▶ **WHAT THIS TASK INVOLVES**
Some of the lines below need repeating. Reproduce exactly those between the lines holding "1.000000 | -8.404537371452e+00" and "oscardssmith: Edit: right.", inclusive.

╭─ EXTRACTED DATA

PR #120, opened 2025-04-24
make float32 bessels type stable

oscardssmith:
These are not good implementations of these functions for Float32 (since they do all the math in Float64 to Float64 tolerances before converting back), but they are at least type stable (and as a bonus, now work with CUDA.jl)


heltonmc:
Ya... the Float32 implementations on some of these functions is definitely lacking. Would like to see some more pure implementations but these changes look good to me!

oscardssmith:
shall we merge as is and wait for further improvements?

oscardssmith:
Merging soonish unless there's objections

PR #128, opened 2026-04-06
Add Julia native loggamma functionality

TSGut:
In light of discussions at https://discourse.julialang.org/t/ann-meijerg-jl-a-julia-package-for-calculating-meijer-g-functions/136577 and locally in this repo at https://github.com/JuliaMath/Bessels.jl/issues/27, here is an adaptation of loggamma based on pre-existing as well as my recent work in SpecialFunctions.jl (https://github.com/JuliaMath/SpecialFunctions.jl/pull/522).

loggamma for reals and bigfloat calls external libraries in SpecialFunctions.jl, so I adapted Julia native versions as part of this. The real bigfloat version just reroutes to the Complex BigFloat one for now but if we care that can be changed for some significant speedups in that route in the future.

I don't know where the best place is to discuss where this goes - the issue, Julia discourse, etc. Or maybe this can restart conversations about a renaming of this package to something more general and thus SEO friendly?

Very happy for feedback or comments.


TSGut:
Alright, tests pass, coverage passes. The only thing failing is invalidations which as far as I can tell has nothing to do with my PR, it didn't add invalidations I think there is some version incompatibility in the action which causes an error?

@heltonmc  What's the PR process for this package? I would be happy for a review or suggestions.

Also @juliohm and @oscardssmith since they were part of the chat on Julia Discourse.

Things I intend to leave for the future for now:
1) Dedicated real BigFloat branch rather than using the slower Complex{BigFloat} logic.
2) Export loggammas and gammas? Rebrand? Make Gamma.jl elsewhere? Not sure which if any of this is desirable.

juliohm:
Thank you for leading this @TSGut ! @oscardssmith is more qualified to help with a review.

Hope this initiative will get the attention it deserves from package authors and maintainers in JuliaMath 🙏🏽

TSGut:
Benchmarking the implementations with the strategy suggested by the readme I get (compared to ArbNumerics.jl):

| Function        | Type        | Metric               | Value                      |
|-----------------|-------------|----------------------|----------------------------|
| loggamma        | Float64     | Mean relative error  | 2.602362769721367e-16      |
| loggamma        | Float64     | Max relative error   | 3.674838211509268e-14      |
| loggamma        | ComplexF64  | Mean relative error  | 1.3655212256834891e-16     |
| loggamma        | ComplexF64  | Max relative error   | 4.869646413689727e-16      |
| logabsgamma     | Float64     | Mean relative error  | 2.602362769721367e-16      |
| logabsgamma     | Float64     | Max relative error   | 3.674838211509268e-14      |

And execution time is roughly the same as using SpecialFunctions.jl:

| Function       | Type        | Library           | Mean (ns) | Median (ns) | Std (ns) | Speedup |
|----------------|-------------|--------------------|-----------|-------------|----------|---------|
| loggamma       | Float64     | Bessels            | 8.87      | 8.84        | 0.17     | 1.011×  |
| loggamma       | Float64     | SpecialFunctions   | 9.00      | 8.94        | 0.16     | 1.000×  |
| loggamma       | ComplexF64  | Bessels            | 28.79     | 28.78       | 0.14     | 1.010×  |
| loggamma       | ComplexF64  | SpecialFunctions   | 29.08     | 29.05       | 0.22     | 1.000×  |
| logabsgamma    | Float64     | Bessels            | 10.49     | 10.54       | 0.23     | 0.832×  |
| logabsgamma    | Float64     | SpecialFunctions   | 8.80      | 8.77        | 0.30     | 1.000×  |

src/GammaFunctions/loggamma.jl
```diff
@@ -0,0 +1,351 @@
...
+loggamma(z::Complex{<:Integer}) = _loggamma(Complex{Float64}(z))
+loggamma(z::Complex{<:Rational}) = loggamma(float(z))
+function loggamma(x::BigFloat)
+    if isnan(x)
+        return x
+    elseif isinf(x)
+        return x > 0 ? x : BigFloat(NaN)
+    elseif x <= 0
+        x == 0 && return BigFloat(Inf)
+        sinpi(x) == 0 && return BigFloat(Inf)  # negative integer pole
```
oscardssmith:
```suggestion
        isinteger(x) && return BigFloat(Inf)  # negative integer pole
```

src/GammaFunctions/loggamma.jl
```diff
@@ -0,0 +1,351 @@
...
+        return x > 0 ? Inf : NaN
+    elseif x ≤ 0
+        x == 0 && return Inf
+        s = sinpi(x)
+        s == 0 && return Inf  # negative integer pole
+        # reflection: log|Γ(x)| = log(π) - log|sin(πx)| - log(Γ(1-x))
+        # but loggamma for real requires Γ(x)>0
+        y, sgn = _logabsgamma(x)
+        sgn < 0 && throw(DomainError(x, "`gamma(x)` must be non-negative"))
+        return y
```
oscardssmith, line 165: we likely want a version of `_loggamma` that skips the duplicate checks that `logabsgamma` performs

src/GammaFunctions/loggamma.jl
```diff
@@ -0,0 +1,351 @@
...
+    elseif x < 7
```
oscardssmith, line 166: is there a polynomial/rational that works for this region?

src/GammaFunctions/loggamma.jl
```diff
@@ -0,0 +1,351 @@
...
+        end
+    elseif x > 7 || yabs > 7
+        return _loggamma_asymptotic(z)
+    elseif x < 0.1
+        if x == 0 && y == 0
+            return Complex(Inf, signbit(x) ? copysign(Float64(π), -y) : -y)
+        end
+        # reflection formula with correct branch cut.
+        return Complex(LOGPI_F64, copysign(TWO_PI_F64, y) * floor(0.5 * x + 0.25)) -
+            log(sinpi(z)) - _loggamma(1 - z)
```
oscardssmith, line 219: is `log(sinpi(z))` stable?

TSGut: All my tests on it suggest that it is. Do you have a specific stress test in mind? It behaves very well even near poles and is what SpecialFunctions.jl uses as well. If you mean choice of branchcut wise, that's what that line ensures.

oscardssmith: the worry would be places where sinpi(z)~1 since then `log(sinpi(z))` ~0. This will only be a problem if there is a place where `sinpi(z)~1` and `loggamma(1-z)~0`, and it would manifest as poor relative error near a zero of the function.

TSGut: Let's see...

```julia
using Bessels
using ArbNumerics
using Printf

function arb_loggamma(z)
    za = ArbComplex(real(z), imag(z))
    return log(ArbNumerics.gamma(za))
end

# Points where sin(pi*z) = 1
zs = [1/2 + 2k for k in -10:10]

firstrun = true
for z in zs
    if firstrun
        @printf("%8s  %12s  %20s  %18s\n",
                "z", "sin(pi*z)", "loggamma(1-z)", "rel_error")
        @printf("%8s  %12s  %20s  %18s\n",
                "--------", "------------", "--------------------", "------------------")
        firstrun = false
    end

    s   = sinpi(z)
    lg1 = loggamma(1 - z)
    lg  = loggamma(z)
    lgr = arb_loggamma(z)

    denom = abs(lgr) > eps() ? abs(lgr) : eps()
    relerr = abs(lg - lgr) / denom

    @printf("%8.2f  %12.6f  %20.12e  %18.3e\n",
            z, s, lg1, relerr)
end
```

gives

| z      | sin(πz) | loggamma(1−z)          | rel_error |
|--------|---------|-------------------------|-----------|
| -19.50 | 1.000000 | 4.083150097453e+01     | 3.137e-17 |
| -17.50 | 1.000000 | 3.494331577688e+01     | 9.067e-17 |
| -15.50 | 1.000000 | 2.927775451504e+01     | 1.281e-16 |
| -13.50 | 1.000000 | 2.386276584169e+01     | 1.876e-17 |
| -11.50 | 1.000000 | 1.873434751194e+01     | 1.177e-16 |
| -9.50  | 1.000000 | 1.394062521940e+01     | 6.760e-17 |
| -7.50  | 1.000000 | 9.549267257301e+00     | 1.743e-16 |
| -5.50  | 1.000000 | 5.662562059857e+00     | 8.885e-17 |
| -3.50  | 1.000000 | 2.453736570842e+00     | 9.157e-16 |
| -1.50  | 1.000000 | 2.846828704729e-01     | 1.513e-15 |
| 0.50   | 1.000000 | 5.723649429247e-01     | 2.531e-15 |
| 2.50   | 1.000000 | 8.600470153765e-01     | 4.606e-15 |
| 4.50   | 1.000000 | -1.309006684993e+00    | 4.927e-16 |
| 6.50   | 1.000000 | -4.517832174008e+00    | 1.119e-16 |
| 8.50   | 1.000000 | -8.404537371452e+00    | 8.471e-17 |
| 10.50  | 1.000000 | -1.279589533355e+01    | 1.500e-17 |
| 12.50  | 1.000000 | -1.758961762609e+01    | 1.455e-16 |
| 14.50  | 1.000000 | -2.271803595584e+01    | 4.535e-17 |
| 16.50  | 1.000000 | -2.813302462919e+01    | 1.007e-16 |
| 18.50  | 1.000000 | -3.379858589103e+01    | 6.893e-17 |
| 20.50  | 1.000000 | -3.968677108868e+01    | 1.442e-17 |

So I think it's fine?

oscardssmith: Isn't this the complex case? Isn't there a whole surface along which `sinpi` is zero?

oscardssmith: Edit: right. `sin` only has real zeros

TSGut: I thought so but you did make me double check there so it was a good call to sanity check it! 😄

src/GammaFunctions/loggamma.jl
TSGut: I added specialised unsafe versions of `loggamma` and `logabsgamma` for Float64 tailored to the scenarios where they call each other to reduce duplicate checks. Let me know if you think that doesn't resolve this.

src/GammaFunctions/loggamma.jl
oscardssmith: I guess the code should probably have a comment so future readers know we thought about it.

src/GammaFunctions/loggamma.jl
TSGut: Hm, well the region from 0 to 1 definitely needs this, see https://www.wolframalpha.com/input?i=loggamma%28x%29+from+0+to+7

We don't want to approximate that left side. 

But the region from 1 to 7 one could split into two or three intervals and do hard coded polynomial evaluation on. The 'issue' is that this needs maybe 15-20 coefficients to get same accuracy on dense sweep on each of the intervals. It works, though. Performance wise it's irrelevant because we trade a smaller polynomial evaluation and less region checks + `log(prod)` for higher degree polynomial eval and more region checks.

Any preference?

oscardssmith: A rational approximation should be able to get the zero to 1 region I think? either way, this is fine for now.

TSGut:
@oscardssmith: I think this covers everything in your code review -- anything else left to do before this can be merged?

I leave it to you whether you choose to export these functions but the sooner this can be tagged the sooner I can get started on making the hypergeometric functions be Julia native. 😄 I have had a chat with the maintainer of HypergeometricFunctions.jl and he's happy for me to basically copy and adjust his code as functions within MeijerG.jl, so MeijerG.jl will just contain its own native hypergeometric function logic and probably also export a Julia native pFq, with its only dependency becoming Bessels.jl.

oscardssmith:
The code looks good to me, but I do think or should probably live in a new Gamma.jl. there are a ton more people that likely will want a good gamma function (e.g. Primes.jl) that probably don't want to pull in all the bessel functions as well.

TSGut:
I am happy to do that, can you make a Gamma.jl in JuliaMath (we should check that no such named package is currently registered)? While we're at it could I be added to JuliaMath - would make this easier going forward.

I'll move this code into a PR for the new Gamma.jl then.

Also, if this will create a new Julia native Special functions ecosystem then we probably want to have references pointing at the other relevant packages in that ecosystem from the readmes or docs.

oscardssmith:
https://github.com/JuliaMath/Gamma.jl. If you make the PR, I'll work on getting this to be an actual Julia repo.

TSGut:
Great, I will close this PR since we are moving development there.

PR #129, opened 2026-04-11
remove Gamma from Bessels.jl and add dep to Gamma.jl

oscardssmith:
Now that Gamma.jl is registered, we don't need to have our own Gamma impl. As a plus, Gamma.jl also has `loggamma` so we could switch some of the algorithms that we avoided do the the lack of `loggamma`.


oscardssmith:
@heltonmc do you have thoughts here? If not, I'll likely merge in a couple days.

PR #1653, opened 2017-03-04
Fix: query embed dialog close button wasn't working

r0fls:
The `x` button on the query embed modal was not working. This fixes it.

screen shot 2017-03-04 at 2 52 09 pm


arikfr:
Thanks!

PR #1654, opened 2017-03-05
Added RPM specfiles for building Redash

kagesenshi:
Built and tested in Fedora25

installs redash in /opt/redash/
uses config file for configuring redash /etc/redash.cfg
includes a runner script for executing manage.py and daemons using the configured environment variables /usr/bin/redash 
installs supervisor config in /etc/supervisord.d/
logs in /var/log/redash/

### DIFF
--- a/setup/fedora/redash-runner.py
+++ b/setup/fedora/redash-runner.py
@@ -1,0 +1,80 @@
+#!/usr/bin/env python
+
+from ConfigParser import ConfigParser
+import os
+import argparse
+import sys
+
+LIST_OPTS = [
+    'enabled_query_runners',
+    'enabled_destinations'
+]
+
+def main():
+    parser = argparse.ArgumentParser()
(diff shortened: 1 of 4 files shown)


arikfr:
Sorry for letting it dry for so long and thank you for your effort on this ! This is both interesting and educating on how RPM packages are crafted.

As this is not something I can commit to maintain, how about we open a separate repository for it under the `getredash` organization on GitHub and you will maintain it?

Btw, why did you use supervisor and not systemd to manage the processes?

kagesenshi:
Hi,

That works for me i guess. Just a repo for the RPM spec. I'm thinking of bringing this to Fedora copr too. 

Using supervisord simply because i'm familiar with it coming from Zope/Plone stack. Haven't actually studied SystemD configurations.

arikfr:
I've created https://github.com/getredash/fedora_rpm for this and added you as an admin. Let me know if you didn't receive the invite.

Thanks!

PR #1656, opened 2017-03-07
Fix Docker file ownership issues:

arikfr:
1. Simplify user creation to create a non system user (so the uid will usually
   match the host user).
2. Set the user to redash & remove the need to change user in docker entrypoint.

### DIFF
--- a/Dockerfile
+++ b/Dockerfile
@@ -8,5 +8,6 @@ RUN pip install -r requirements.txt -r requirements_dev.txt -r requirements_all_
 COPY . ./
 RUN npm install && npm run build && rm -rf node_modules
 RUN chown -R redash /app
+USER redash
 
 ENTRYPOINT ["/app/bin/docker-entrypoint"]
--- a/bin/docker-entrypoint
+++ b/bin/docker-entrypoint
@@ -1,19 +1,12 @@
 #!/bin/bash
 set -e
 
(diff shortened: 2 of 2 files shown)


44px:
@arikfr, can these changes broke redash_worker container?

After pulling latest changes I noticed that queries stuck in queue.

`docker-compose ps` shows this:
```
redash_worker_1     /app/bin/docker-entrypoint ...   Exit 1
```

`redash_worker_1` shuts down soon after start (I checked multiple times)

`docker logs redash_worker_1` ends with:
```
worker: Warm shutdown (MainProcess)
[2017-03-16 21:04:13,956: INFO/MainProcess] beat: Shutting down...
Starting scheduler and 2 workers for queues: queries,scheduled_queries,celery...
Running a worker with superuser privileges when the
worker accepts messages serialized with pickle is a very bad idea!

If you really want to continue then you have to set the C_FORCE_ROOT
environment variable (but please think about this before you do).

User information: uid=0 euid=0 gid=0 egid=0
```

I restored `sudo -E -u redash` in `bin/docker-entrypoint` and queries queue works as before now.

arikfr:
You need to rebuild the container (`docker-compose rm server` / `docker-compose rm worker` and then `create` or `up`).

44px:
Thanks, it works!
A bit strange - I tried `docker-compose rm` and then `docker-compose up` previously, but it didn't help.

╰─

▶ **SOLUTION TO THE EXERCISE**
| 8.50   | 1.000000 | -8.404537371452e+00    | 8.471e-17 |
| 10.50  | 1.000000 | -1.279589533355e+01    | 1.500e-17 |
| 12.50  | 1.000000 | -1.758961762609e+01    | 1.455e-16 |
| 14.50  | 1.000000 | -2.271803595584e+01    | 4.535e-17 |
| 16.50  | 1.000000 | -2.813302462919e+01    | 1.007e-16 |
| 18.50  | 1.000000 | -3.379858589103e+01    | 6.893e-17 |
| 20.50  | 1.000000 | -3.968677108868e+01    | 1.442e-17 |

So I think it's fine?

oscardssmith: Isn't this the complex case? Isn't there a whole surface along which `sinpi` is zero?

oscardssmith: Edit: right. `sin` only has real zeros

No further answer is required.